La Caisse autonome de retraite des médecins de France (CARMF) peut indemniser les médecins atteints du virus ou vulnérables dans certains cas pour la durée de l’interruption d’activité. La CARMF verse un complément journalier de 112 € qui s’ajoute à l’indemnité attribuée par l’assurance maladie.
Concernant les infirmiers et auxiliaires médicaux, la CARPIMKO a décidé qu’aucune pénalité ou majoration de retard ne sera appliquée courant 2020 au titre des cotisations 2020 et des régulations 2019. Elle a suspendu également les prélèvements automatiques de mars et avril avec des échéances reportées à novembre et décembre 2020, mesure qui pourrait être renouvelée.
Pour les professionnels paramédicaux, la CIPAV a suspendu des échéances et les procédures de recouvrement amiable et de contentieux des cotisations. Elle accompagne aussi les professionnels qui ont subi une perte conséquente de leur chiffre d’affaires.
Une allocation d’activité partielle peut être sollicitée pour un ou plusieurs salariés d’entreprises libérales, lorsque le temps de travail a été réduit ou nul dans certains cas : fermeture suite aux arrêtés pris par les pouvoirs publics ; activité en forte régression ; impossibilité de la mise en place de gestes barrières.
Du fait de la situation sanitaire, lorsque la durée de validité d’une ordonnance prescrivant des soins infirmiers est expirée, afin d’éviter toute interruption de traitement qui pourrait être préjudiciable, l’infirmier peut poursuivre les soins indispensables, notamment à domicile.
   
SOCIAL
Pour les cotisations et contributions sociales définitives dues pour 2020 par les travailleurs indépendants, l’Urssaf a prévu une réduction forfaitaire égale à 2400 € pour ceux qui oeuvrent dans certains secteurs (hôtellerie, restauration, événementiel, sport, culture, transport de voyageurs…). Cette mesure s’applique également aux travailleurs indépendants dont l’activité est très liée à celle des secteurs cités. Pour les indépendants d’autres secteurs dont l’activité implique l’accueil du public et a été interrompue par l’épidémie (à l’exception des fermetures volontaires) la réduction forfaitaire est de 1800 €.
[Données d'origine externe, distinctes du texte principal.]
PR #82, opened 2021-06-18
1597 config refactoring

psiotwo:
https://kbss.felk.cvut.cz/redmine/issues/1597

Changes:
- defaults are provided in YAML only
- all TermIt properties are prefixed with 'termit' - build pipelines + Docker still needs to be updated.


ledsoft (dismissed):
TLTR

PR #83, opened 2021-06-21
[R-#1551] changing export type of a type from skos:broader to rdf:type; minor renaming of query variables

psiotwo:
https://kbss.felk.cvut.cz/redmine/issues/1551


ledsoft (approved):
LGTM

PR #85, opened 2021-06-30
Suppress logging of the UnsupportedOperationException

ledsoft:
Suppress logging of the UnsupportedOperationException thrown by the `TermRepositoryService.getUnusedTermsInVocabulary` as it was plaguing the logs with repeated useless stack traces.

### DIFF
--- a/src/main/java/cz/cvut/kbss/termit/exception/TermItException.java
+++ b/src/main/java/cz/cvut/kbss/termit/exception/TermItException.java
@@ -21,37 +21,18 @@ package cz.cvut.kbss.termit.exception;
  */
 public class TermItException extends RuntimeException {
 
-    protected final boolean suppressLogging;
-
     protected TermItException() {
-        this.suppressLogging = false;
     }
 
     public TermItException(String message) {
-        this(message, false);
-    }
-
-    public TermItException(String message, boolean suppressLogging) {
         super(message);
-        this.suppressLogging = suppressLogging;
     }
 
     public TermItException(String message, Throwable cause) {
         super(message, cause);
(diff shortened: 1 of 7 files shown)


src/main/java/cz/cvut/kbss/termit/exception/TermItException.java
```diff
@@ -24,18 +21,37 @@
  */
 public class TermItException extends RuntimeException {
```
psiotwo: I would solve it by having a dedicated marker subclass/interface for not logged exception. It would be less flexible, but would leave the code intact. But this is OK as well.

psiotwo: One thing - having the same exception logged at some point and not logged at another point seems a bit confusing to me. Maybe the exception class/interface would avoid this potential misuse.

src/main/java/cz/cvut/kbss/termit/service/repository/TermRepositoryService.java
```diff
@@ -320,33 +321,33 @@ public void remove(Term instance) {
 
         if (!ai.isEmpty()) {
             throw new TermRemovalException(
-                "Cannot delete the term. It is used for annotating resources : " +
-                    ai.stream().map(TermAssignments::getResourceLabel).collect(
-                        joining(",")));
+                    "Cannot delete the term. It is used for annotating resources : " +
```
psiotwo, line 325: Again, an .editorconfig issue ?

psiotwo (dismissed):
ok, see comments

psiotwo (approved):
lgtm

PR #86, opened 2021-07-12
[R-#1595] sorting

psiotwo:
https://kbss.felk.cvut.cz/redmine/issues/1595


src/main/java/cz/cvut/kbss/termit/persistence/dao/TermDao.java
```diff
@@ -315,6 +315,34 @@ public boolean isEmpty(Vocabulary vocabulary) {
         }
     }
 
+    private String orderSentence(String lang, String var) {
```
ledsoft, line 318: I'd prefer some explanatory comment. Especially given the complex and weird looking "cs" case.

ledsoft (approved):

PR #88, opened 2021-07-20
1548 skos broad match

ledsoft:
https://kbss.felk.cvut.cz/redmine/issues/1548

Note that, due to changes in the rule set, this PR requires re-creation of repositories and data migration (replacing `?child skos:broader ?parent` assertions with `?child skos:broadMatch ?parent` assertions in case of `?child` and `?parent` being from different schemes) for existing repositories.


src/main/java/cz/cvut/kbss/termit/persistence/DescriptorFactory.java
```diff
@@ -228,14 +228,14 @@ public Descriptor termDescriptor(Vocabulary vocabulary) {
      */
     public Descriptor termDescriptor(URI vocabularyUri) {
         final EntityDescriptor descriptor = assetDescriptor(vocabularyUri);
-        final EntityDescriptor parentDescriptor = new EntityDescriptor();
+        final EntityDescriptor externalParentDescriptor = new EntityDescriptor();
```
psiotwo, line 231: Why parentDescriptor is not needed any more?

psiotwo (dismissed):
ok

PR #89, opened 2021-07-21
[Upd] Update dependencies. Fix minor post-update issues.

ledsoft:
Update dependencies.

The main reason is updating to JB4JSON-LD 0.8.8 which fixes an issue with deserialization of plural multilingual attributes. The problem was that originally each value in any language got its own instance of `MultilingualString` in the collection. However, this was registered as a change by TermIt's change tracking, even though the values haven't actually changed. The updated version attempts to deserialize multilingual string values into as few `MultilingualString` elements as possible, similarly to the way JOPA does it when loading data from the repository. This fixes the change tracking issue.

See, for example, the history of "Pojem osmnáct" in the ML test vocabulary on termit-dev.

### DIFF
--- a/pom.xml
+++ b/pom.xml
@@ -25,16 +25,16 @@
     </repositories>
 
     <properties>
-        <org.springframework.boot.version>2.4.5</org.springframework.boot.version>
-        <org.springframework.version>5.3.6</org.springframework.version>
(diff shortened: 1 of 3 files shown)


psiotwo (approved):
ok

PR #90, opened 2021-07-21
[R-#1419] fix vocabularies refresh after import

psiotwo:
- fixing refresh of vocabularies after import is finished.


src/main/java/cz/cvut/kbss/termit/persistence/dao/skos/SKOSImporter.java
```diff
@@ -89,6 +89,7 @@ public SKOSImporter(Configuration config,
     public Vocabulary importVocabulary(final boolean rename,
                                        final URI vocabularyIri,
                                        final String mediaType,
+                                       final Consumer<Vocabulary> persist,
```
ledsoft, line 93: Please, update the Javadoc as well. The meaning of the `persist` parameter is not clear from the method signature (at least not to me), so an explanation of what is expected of it would be helpful

src/main/java/cz/cvut/kbss/termit/service/repository/VocabularyRepositoryService.java
```diff
@@ -39,28 +40,35 @@
...
         this.changeRecordService = changeRecordService;
-        this.importService = importService;
         this.resourceService = resourceService;
         this.config = config.getNamespace();
     }
 
+    /**
+     * This method ensures new instances of the prototype-scoped bean are returned on every call.
+     */
+    private SKOSImporter getSKOSImporter() {
```
ledsoft, line 68: Consider using `@Lookup` for injecting prototype beans. See `TermOccurrenceResolvers`

ledsoft (dismissed):
See the comments

PR #91, opened 2021-08-04
[Fix] Ensure subterms are loaded for terms included in loading root t…

ledsoft:
…erms to prevent issues with display in tree select.


psiotwo (approved):
lgtm

PR #9453, opened 2026-07-19
fix(runtime): surface hook-captured providerSession in headless session tabs so web-client Show chat view loads the conversation

### LINKED ISSUE #9452: [Bug]: Web client + paired Remote Orca Server: "Show chat view" on a live Codex session shows the new-chat empty state instead of the existing conversation
## Operating system

Other

## Orca version

Server: **1.4.134** (Linux AppImage running the Remote Orca Server beta on a VPS, shown as "Connected / Compatible" in the pairing UI). Client: web client in a desktop browser.

### Short summary

With a browser connected to a paired Remote Orca Server (reached over a Tailscale address), right-clicking a terminal that runs a live Codex session — launched from Orca via the "+" panel on that remote workspace — and choosing **Show chat view** opens the native chat pane in the empty "Start a chat with Codex" state instead of rendering the existing conversation. The terminal view shows the same session normally.

### What happened?

* The context-menu item appears (agent correctly recognized via launch metadata).
* The chat pane renders the new-conversation empty state: "Start a chat with Codex / Ask Codex to inspect code, explain output, or make a change."
* The existing conversation never loads, indefinitely.

This looks distinct from the transcript-read routing fixed by [#7478](<https://github.com/stablyai/orca/issues/7478>) / [#7367](<https://github.com/stablyai/orca/issues/7367>) (follow-up to stablyai/orca#7404). The remote transcript transport exists, but the chat view never obtains a **session id** to read, so it has nothing to load.

### Suspected code path

* The chat pane resolves its session id exclusively from the pane's live agent-status entry: `src/renderer/src/components/native-chat/native-chat-pane-resolution.ts` — `sessionId: input.agentStatusEntry?.providerSession?.id ?? null`. `launchAgent` only supplies the agent label, which is why the menu item is still offered.
* With `sessionId === null`, the assembled session has no messages and is not loading, so `selectNativeChatViewState` (`src/renderer/src/components/native-chat/native-chat-view-state.ts`) returns `{ kind: 'empty' }` — the "Start a chat with {agent}" surface from `src/shared/native-chat-empty-state.ts`.
* `use-native-chat-live-session.ts` documents the intended recovery ("backfills once the id arrives"), but in this setup the id never arrives.

So the missing link appears to be upstream of the (already remote-routed) transcript transport: propagation of `providerSession` (agent session id + transcript path) from the runtime host's agent-status pipeline to the paired web client for that pane.

### How can we reproduce it?

1. Run a headless Orca runtime on a Linux VPS and pair it as a Remote Orca Server (beta).
2. From a desktop browser, connect to the server's web client (e.g. over Tailscale).
3. Open a remote workspace and launch Codex from the "+" panel; exchange at least one message in the terminal.
4. Right-click the terminal tab → **Show chat view**.

**Expected:** the existing Codex conversation renders in the native chat view (as it does for a local session).

**Actual:** the empty new-chat state, with no transcript, indefinitely.

### Anything else that might help

* stablyai/orca#7404 (closed) covered remote runtime Native Chat reading client-local session data; fixed by [#7367](<https://github.com/stablyai/orca/issues/7367>) / [#7478](<https://github.com/stablyai/orca/issues/7478>). This report seems to be the remaining upstream half: session identity, not transcript reads.
* stablyai/orca#6643 (open) — "Codex agent status missing until first user message" — suggests Codex `providerSession` capture is already fragile locally and may not be mirrored over the runtime transport at all.
* Minor side note observed while gathering info: the CLI has no `--version` flag; it falls through to the help text.

datafuji:
Fixes #9452

## Summary

On a web client paired to a headless Remote Orca Server, right-clicking a live Codex terminal and choosing **Show chat view** opened the empty "Start a chat with Codex" state instead of the existing conversation.

Root cause: the headless session-tabs snapshot never carried hook-captured agent status. The agent-hook-server does capture the Codex `session_id` + `transcript_path` in serve mode, but its listener only targets the Electron main window (absent headless) and the web preload shim stubs the `agentStatus` API. The only channel reaching the web client — the session-tabs snapshot — was built from the persisted workspace session with `launchAgent` (which is why the menu item still appeared) but no `agentStatus`, so `providerSession` never arrived and the chat pane resolved `sessionId === null`.

Fix: in `toMobileSessionTabsResult`, when the publication is headless and the tab has no renderer-published `agentStatus`, resolve the entry from the agent-hook-server snapshot by paneKey (new `findHookAgentStatusEntryForPaneKey`). Renderer-published status stays authoritative; desktop behavior is unchanged. Hardening: hook rows hydrate from `last-status.json` for up to 7 days across restarts, so entries older than `AGENT_STATUS_STALE_AFTER_MS` are demoted to identity-only (`state: 'done'`, keeping `agentType` + `providerSession`) instead of resurfacing a stale `working`/`interactivePrompt` state as live activity.

## Screenshots

No visual change (the fix makes the existing native chat view load the conversation on paired remote setups; no new/changed UI surfaces).

## Testing

- [ ] `pnpm lint` — fails on a pre-existing, unrelated file untouched by this PR (`src/renderer/src/components/skills/skill-freshness-group.tsx`, switch-exhaustiveness). `oxlint` is clean on the changed files.
- [x] `pnpm typecheck`
- [ ] `pnpm test` — full suite not run locally; targeted suites pass: full `orca-runtime.test.ts` (760 tests) plus `mobile-subscribe-integration`, `session-tabs` (RPC), and `web-session-tabs-sync`.
- [ ] `pnpm build` — not run locally.
- [x] Added tests that would catch regressions: headless tabs carry the hook-captured `providerSession`; stale hydrated entries are demoted to identity-only; the fallback is never consulted for non-headless publications.

Not yet verified end-to-end on a real paired headless VPS + web client + live Codex session — happy to iterate if that surfaces anything.

## AI Review Report

Multi-agent review (correctness, testing, maintainability, project-standards, adversarial, api-contract personas) plus an independent adversarial pass through a second model family (Codex CLI), with per-finding independent validation:

- Flagged and fixed (second commit): stale hydrated hook rows (up to 7 days old) could resurface as live `working` status after a headless restart — corroborated by three independent reviewers including the cross-model pass; now demoted to identity-only past `AGENT_STATUS_STALE_AFTER_MS`.
- Flagged and rejected after validation: `providerSessionOnly` placeholder rows being served as real status — the single production wiring site (`src/main/index.ts:1969-1970`) already filters them before the runtime sees the snapshot.
- Wire-contract check: the `AgentStatusIpcPayload -> AgentStatusEntry` reshape strips transport-only fields (`connectionId`, `launchToken`, `providerSessionOnly`); no breaking change for existing mobile/web clients — they simply see a populated `agentStatus` where they previously saw none.
- Cross-platform: explicitly checked for macOS/Linux/Windows — the change is platform-agnostic main-process state plumbing (no shortcuts, labels, path construction, shell, or Electron platform-specific behavior touched). The SSH/remote-host case is the subject of the fix and follows the existing hook-ingest path.

## Security Audit

- No new input handling, command execution, auth, secrets, dependency, or IPC surface. The change only joins already-collected hook-server state onto an existing snapshot payload.
- `providerSession.transcriptPath` (a host filesystem path) now reaches paired clients for headless tabs — the same exposure class the desktop renderer path already ships for non-headless tabs; clients treat it as an opaque locator for the already-remote-routed `nativeChat.readSession/subscribe`. No new leak class.
- Placeholder (`providerSessionOnly`) rows are filtered upstream before the runtime snapshot (validated during review).

## Notes

- The stale-demotion keeps resume identity so native chat still resolves after restarts, while preventing phantom "working" spinners on paired clients.
- Pre-existing gap left untouched: Pi `providerSessionOnly` session-start rows are filtered out of the snapshot, so identity-only Pi rows on headless remain uncovered (predates this PR).
- Side note from the issue, out of scope here: the CLI has no `--version` flag.

https://claude.ai/code/session_019kJhEhHbPtSzK4iUcSaUej

## ELI5

On a web client talking to a headless remote server, "Show chat view" opened an empty Codex start screen instead of the live conversation. Hook-captured session info is now included in headless tab snapshots so chat can load the real transcript.

### DIFF
--- a/src/main/runtime/orca-runtime.test.ts
+++ b/src/main/runtime/orca-runtime.test.ts
@@ -16944,6 +16944,69 @@ describe('OrcaRuntimeService', () => {
     expect(result.tabs[0]).not.toHaveProperty('launchAgent')
   })
 
+  it('attaches hook-captured providerSession to headless mobile session tabs', async () => {
+    // Why: a headless Remote Orca Server has no renderer graph publishing
+    // tab.agentStatus, so paired web clients only get title-derived status.
+    // Without the hook-captured providerSession the native chat view resolves
+    // sessionId null and shows the empty new-chat state (#9452).
+    const paneKey = makePaneKey('host-tab', HEADLESS_LEAF_ID)
+    const { runtimeStore } = makeRuntimeStoreWithWorkspaceSession(
+      makeWorkspaceSessionWithHeadlessTerminal({
+        tabsByWorktree: {
+          [TEST_WORKTREE_ID]: [
+            {
+              id: 'host-tab',
+              ptyId: 'persisted-pty',
+              worktreeId: TEST_WORKTREE_ID,
+              title: 'Persisted Terminal',
+              customTitle: null,
+              color: null,
+              sortOrder: 0,
+              createdAt: 1,
+              launchAgent: 'codex'
+            }
+          ]
+        }
+      })
+    )
+    const runtime = new OrcaRuntimeService(runtimeStore as never, undefined, {
+      getAgentStatusSnapshot: () => [
+        {
+          paneKey,
+          state: 'done',
+          prompt: 'fix the bug',
+          agentType: 'codex',
+          connectionId: null,
+          receivedAt: Date.now(),
+          stateStartedAt: Date.now(),
+          tabId: 'host-tab',
+          worktreeId: TEST_WORKTREE_ID,
+          providerSession: {
+            key: 'session_id',
+            id: 'codex-session-1',
+            transcriptPath: '/tmp/rollout.jsonl'
+          }
+        }
+      ]
+    })
+
+    const result = await runtime.listMobileSessionTabs(`id:${TEST_WORKTREE_ID}`)
+
+    const terminalTab = result.tabs.find((tab) => tab.type === 'terminal')
+    expect(terminalTab).toEqual(
+      expect.objectContaining({
+        agentStatus: expect.objectContaining({
+          agentType: 'codex',
+          providerSession: {
+            key: 'session_id',
+            id: 'codex-session-1',
+            transcriptPath: '/tmp/rollout.jsonl'
+          }
+        })
+      })
+    )
+  })
+
   it('keeps renderer-vetted mobile agent status for custom-titled terminals', async () => {
     const runtime = new OrcaRuntimeService(store)
     const leafId = '11111111-1111-4111-8111-111111111111'
--- a/src/main/runtime/orca-runtime.test.ts
+++ b/src/main/runtime/orca-runtime.test.ts
@@ -17007,6 +17007,119 @@ describe('OrcaRuntimeService', () => {
     )
   })
 
+  it('demotes stale hydrated hook status to identity-only in the headless fallback', async () => {
+    // Why: hook rows hydrate from last-status.json for up to 7 days across
+    // restarts; a stale 'working' state must not resurface as live activity,
+    // but providerSession must survive so native chat still resolves.
+    const paneKey = makePaneKey('host-tab', HEADLESS_LEAF_ID)
+    const staleReceivedAt = Date.now() - 60 * 60 * 1000
+    const { runtimeStore } = makeRuntimeStoreWithWorkspaceSession(
+      makeWorkspaceSessionWithHeadlessTerminal({
+        tabsByWorktree: {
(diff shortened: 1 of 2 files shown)


AmethystLiang:
Thank you for the thoughtful contribution and the thorough regression coverage. Closing this as superseded by #10814 and #11636, which implemented and further hardened the headless provider-session projection / Codex session-identity path. #9452 has since been confirmed fixed in current releases.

Pour les autoentrepreneurs est instaurée pour les échéances mensuelles ou trimestrielles 2020 une réduction sur le chiffre d’affaires ou les recettes déclarées. Elle est évaluée sur la période de mars à juin 2020. Elle s’adresse aux autoentrepreneurs oeuvrant dans les mêmes secteurs que ceux évoqués pour les travailleurs indépendants.
   
FISCAL
Les TPE et PME en difficulté peuvent solliciter un plan de règlement pour le paiement de leurs impôts dus pendant la période de crise sanitaire. Ce dispositif s’adresse notamment aux commerçants, artisans et professionnels libéraux, quel que soit leur statut et leur régime fiscal, s’ils ont débuté leur activité au plus tard le 31 décembre 2019. Pour en bénéficier, ces entreprises doivent être à jour de leurs obligations fiscales déclaratives à la date de la demande. Sont concernés les impôts directs et indirects, en particulier TVA et CVAE. Les plans de règlement sont prévus pour une durée de douze, vingt-quatre ou trente-six mois. L’entreprise doit formuler sa demande au plus tard le 31 décembre 2020 en utilisant le formulaire Covid-19 qui peut être obtenu depuis son espace professionnel du site www.impots.gouv.fr ou par courriel ou courrier au service des impôts des entreprises.